Saved entries:
= Beginning of Section =
Issue #691, opened 2015-04-18
Globally configure default transpiler


swirlycheetah:
I'd prefer it if `jspm init` defaulted to Babel rather than Traceur but I understand that's just my own personal preference.

I was more wondering whether you collect any stats and if so could those be used to to decide which transpiler to default to?

lookfirst:
Yes!

clintwood:
Maybe this could be a user setting in `~/.jspm/config`

guybedford:
Good point - this could be a global configuration option. Then if the user chooses Babel when the default global option is set to Traceur, we can ask if they want to change the global default.

crisptrutski:
@guybedford FYI there's no "Would you like this to be the new default?" step in swirly's patch, but not sure that's necessary. 

Only updates on manual input, not `--prompts` style, which could be confusing.

guybedford:
It's quite nice having the `dl-loader` not being permanent - happy to leave as-is for now.

@swirlycheetah thanks for the PR!

swirlycheetah:
Thanks folks. Yeah it's a pretty basic implementation for now, I'm happy to extend it if required in the future. There may also be some scenarios where the tests could fail if babel is set as the default so if that comes up I'll take a look.

PR #697, opened 2015-04-20
Add globally configured transpiler default

swirlycheetah:
Covers #691, defaults to Traceur to begin with but the default will switch depending on the last entered choice made by the user.

As mentioned in gitter `npm test` failed due to some jshint errors, I've fixed those up in the most basic way but not sure if that may cause regressions.

### DIFF
--- a/lib/config/loader.js
+++ b/lib/config/loader.js
@@ -26,6 +26,7 @@ var alphabetize = require('../common').alphabetize;
 var stringify = require('../common').stringify;
 var ui = require('../ui');
 var extractObj = require('./utils').extractObj;
+var globalConfig = require('../global-config');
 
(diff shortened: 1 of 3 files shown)


crisptrutski:
@swirlycheetah your lint fixes are fine - can rebase your commit out if you want, because I'd added them here too: https://github.com/jspm/jspm-cli/commit/2aa6c4d82ce326210477141a4cd101c732f74d34

crisptrutski:
Looks good to me

crisptrutski:
Merged here: https://github.com/jspm/jspm-cli/commit/dd373a720dd7163b3b8b37ba2eb6485c0cfc591a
= End of Section =
■ WHAT NEEDS TO BE DONE: Every entry, from top to bottom, should be repeated word for word.

■ EXPECTED OUTPUT:
Issue #691, opened 2015-04-18
Globally configure default transpiler


swirlycheetah:
I'd prefer it if `jspm init` defaulted to Babel rather than Traceur but I understand that's just my own personal preference.

I was more wondering whether you collect any stats and if so could those be used to to decide which transpiler to default to?

lookfirst:
Yes!

clintwood:
Maybe this could be a user setting in `~/.jspm/config`

guybedford:
Good point - this could be a global configuration option. Then if the user chooses Babel when the default global option is set to Traceur, we can ask if they want to change the global default.

crisptrutski:
@guybedford FYI there's no "Would you like this to be the new default?" step in swirly's patch, but not sure that's necessary. 

Only updates on manual input, not `--prompts` style, which could be confusing.

guybedford:
It's quite nice having the `dl-loader` not being permanent - happy to leave as-is for now.

@swirlycheetah thanks for the PR!

swirlycheetah:
Thanks folks. Yeah it's a pretty basic implementation for now, I'm happy to extend it if required in the future. There may also be some scenarios where the tests could fail if babel is set as the default so if that comes up I'll take a look.

PR #697, opened 2015-04-20
Add globally configured transpiler default

swirlycheetah:
Covers #691, defaults to Traceur to begin with but the default will switch depending on the last entered choice made by the user.

As mentioned in gitter `npm test` failed due to some jshint errors, I've fixed those up in the most basic way but not sure if that may cause regressions.

### DIFF
--- a/lib/config/loader.js
+++ b/lib/config/loader.js
@@ -26,6 +26,7 @@ var alphabetize = require('../common').alphabetize;
 var stringify = require('../common').stringify;
 var ui = require('../ui');
 var extractObj = require('./utils').extractObj;
+var globalConfig = require('../global-config');
 
(diff shortened: 1 of 3 files shown)


crisptrutski:
@swirlycheetah your lint fixes are fine - can rebase your commit out if you want, because I'd added them here too: https://github.com/jspm/jspm-cli/commit/2aa6c4d82ce326210477141a4cd101c732f74d34

crisptrutski:
Looks good to me

crisptrutski:
Merged here: https://github.com/jspm/jspm-cli/commit/dd373a720dd7163b3b8b37ba2eb6485c0cfc591a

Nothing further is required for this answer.